* _Provided information_:
PR #3789, opened 2019-01-16
Count number of submitted files properly for student view

mishaschwartz:
* include files in subdirectories in the count
* don't include git internal files (such as .gitkeep) in the count

### DIFF
--- a/app/controllers/assignments_controller.rb
+++ b/app/controllers/assignments_controller.rb
@@ -615,7 +615,7 @@ class AssignmentsController < ApplicationController
       @last_modified_date = @revision&.server_timestamp
       files = @revision.tree_at_path(assignment.repository_folder)
                        .select do |_, obj|
-                         obj.is_a?(Repository::RevisionFile) && !GitRepository.internal_file_names.include?(obj.name)
+                         obj.is_a?(Repository::RevisionFile) && !Repository.get_class.internal_file_names.include?(obj.name)
                        end
       @num_submitted_files = files.length
       missing_assignment_files = grouping.missing_assignment_files(@revision)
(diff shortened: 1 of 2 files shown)


app/lib/git_repository.rb
```diff
@@ -585,7 +585,7 @@ def changes_at_path?(path)
 
   # Gets all entries at directory +path+ of a specified +type+ (:blob, :tree, or nil for both), as
   # Repository::RevisionFile and Repository::RevisionDirectory.
-  def entries_at_path(path, type=nil)
+  def entries_at_path(path, type=nil, ignore_internal=true)
```
adisandro: I think you should filter the .gitkeep files externally, instead of making the api more complex.
(i.e. get all the entries, then drop the ones you don't need)

app/controllers/assignments_controller.rb
```diff
@@ -613,7 +613,10 @@ def set_repo_vars(assignment, grouping)
     grouping.group.access_repo do |repo|
       @revision = repo.get_revision_by_timestamp(Time.current, assignment.repository_folder)
       @last_modified_date = @revision&.server_timestamp
-      files = @revision.files_at_path(assignment.repository_folder)
+      files = @revision.tree_at_path(assignment.repository_folder)
+                       .select do |_, obj|
+                         obj.is_a?(Repository::RevisionFile) && !GitRepository.internal_file_names.include?(obj.name)
```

* _To do_:
The material above is to be transcribed in full, exactly as it appears.

* _Solution for this exercise_:
PR #3789, opened 2019-01-16
Count number of submitted files properly for student view

mishaschwartz:
* include files in subdirectories in the count
* don't include git internal files (such as .gitkeep) in the count

### DIFF
--- a/app/controllers/assignments_controller.rb
+++ b/app/controllers/assignments_controller.rb
@@ -615,7 +615,7 @@ class AssignmentsController < ApplicationController
       @last_modified_date = @revision&.server_timestamp
       files = @revision.tree_at_path(assignment.repository_folder)
                        .select do |_, obj|
-                         obj.is_a?(Repository::RevisionFile) && !GitRepository.internal_file_names.include?(obj.name)
+                         obj.is_a?(Repository::RevisionFile) && !Repository.get_class.internal_file_names.include?(obj.name)
                        end
       @num_submitted_files = files.length
       missing_assignment_files = grouping.missing_assignment_files(@revision)
(diff shortened: 1 of 2 files shown)


app/lib/git_repository.rb
```diff
@@ -585,7 +585,7 @@ def changes_at_path?(path)
 
   # Gets all entries at directory +path+ of a specified +type+ (:blob, :tree, or nil for both), as
   # Repository::RevisionFile and Repository::RevisionDirectory.
-  def entries_at_path(path, type=nil)
+  def entries_at_path(path, type=nil, ignore_internal=true)
```
adisandro: I think you should filter the .gitkeep files externally, instead of making the api more complex.
(i.e. get all the entries, then drop the ones you don't need)

app/controllers/assignments_controller.rb
```diff
@@ -613,7 +613,10 @@ def set_repo_vars(assignment, grouping)
     grouping.group.access_repo do |repo|
       @revision = repo.get_revision_by_timestamp(Time.current, assignment.repository_folder)
       @last_modified_date = @revision&.server_timestamp
-      files = @revision.files_at_path(assignment.repository_folder)
+      files = @revision.tree_at_path(assignment.repository_folder)
+                       .select do |_, obj|
+                         obj.is_a?(Repository::RevisionFile) && !GitRepository.internal_file_names.include?(obj.name)
```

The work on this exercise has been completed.